Task to complete:
Look through the records, and whenever a line includes the word "opened", copy it.

Records shown:
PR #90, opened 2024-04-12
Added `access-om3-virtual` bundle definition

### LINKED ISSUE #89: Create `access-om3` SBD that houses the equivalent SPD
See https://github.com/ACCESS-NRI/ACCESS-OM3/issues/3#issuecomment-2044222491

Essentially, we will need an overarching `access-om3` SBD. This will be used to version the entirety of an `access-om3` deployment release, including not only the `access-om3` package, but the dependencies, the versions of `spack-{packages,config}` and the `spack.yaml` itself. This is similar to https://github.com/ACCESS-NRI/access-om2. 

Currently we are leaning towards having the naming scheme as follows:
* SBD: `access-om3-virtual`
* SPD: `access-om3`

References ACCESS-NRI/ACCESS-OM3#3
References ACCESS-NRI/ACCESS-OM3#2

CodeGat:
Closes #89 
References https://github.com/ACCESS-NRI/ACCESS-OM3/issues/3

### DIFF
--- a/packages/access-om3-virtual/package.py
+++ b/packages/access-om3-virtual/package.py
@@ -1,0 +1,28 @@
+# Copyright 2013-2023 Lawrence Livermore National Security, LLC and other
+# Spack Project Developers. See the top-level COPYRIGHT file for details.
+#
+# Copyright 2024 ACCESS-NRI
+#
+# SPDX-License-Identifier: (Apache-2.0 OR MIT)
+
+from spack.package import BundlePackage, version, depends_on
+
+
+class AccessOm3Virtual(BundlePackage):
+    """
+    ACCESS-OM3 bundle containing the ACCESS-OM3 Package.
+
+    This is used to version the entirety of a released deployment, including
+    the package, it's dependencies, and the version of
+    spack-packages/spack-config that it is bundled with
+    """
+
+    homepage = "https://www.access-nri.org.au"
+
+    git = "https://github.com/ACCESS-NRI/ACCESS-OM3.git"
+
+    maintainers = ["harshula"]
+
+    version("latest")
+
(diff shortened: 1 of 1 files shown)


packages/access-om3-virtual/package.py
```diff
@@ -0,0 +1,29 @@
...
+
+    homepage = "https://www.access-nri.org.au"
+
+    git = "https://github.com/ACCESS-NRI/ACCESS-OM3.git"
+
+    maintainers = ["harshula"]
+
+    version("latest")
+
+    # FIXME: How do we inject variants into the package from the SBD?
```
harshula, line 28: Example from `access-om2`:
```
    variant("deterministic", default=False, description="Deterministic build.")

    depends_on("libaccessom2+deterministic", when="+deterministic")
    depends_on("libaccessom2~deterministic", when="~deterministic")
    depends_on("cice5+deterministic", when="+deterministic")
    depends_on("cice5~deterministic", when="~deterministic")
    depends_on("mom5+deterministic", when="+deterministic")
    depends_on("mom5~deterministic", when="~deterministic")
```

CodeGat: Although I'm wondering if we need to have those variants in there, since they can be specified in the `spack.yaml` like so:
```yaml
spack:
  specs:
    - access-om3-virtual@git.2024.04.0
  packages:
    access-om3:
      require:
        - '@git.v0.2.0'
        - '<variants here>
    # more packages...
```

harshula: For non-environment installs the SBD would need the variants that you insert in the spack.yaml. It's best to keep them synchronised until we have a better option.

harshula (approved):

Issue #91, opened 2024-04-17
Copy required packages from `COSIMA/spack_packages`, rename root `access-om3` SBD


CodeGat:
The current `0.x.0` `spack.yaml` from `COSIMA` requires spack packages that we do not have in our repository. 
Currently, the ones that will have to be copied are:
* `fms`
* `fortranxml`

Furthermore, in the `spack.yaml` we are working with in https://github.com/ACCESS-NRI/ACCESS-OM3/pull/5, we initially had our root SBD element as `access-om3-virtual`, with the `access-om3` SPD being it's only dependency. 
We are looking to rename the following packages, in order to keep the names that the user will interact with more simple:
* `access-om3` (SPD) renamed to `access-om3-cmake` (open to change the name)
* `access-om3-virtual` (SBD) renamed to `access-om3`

Result of this task:
PR #90, opened 2024-04-12
Issue #91, opened 2024-04-17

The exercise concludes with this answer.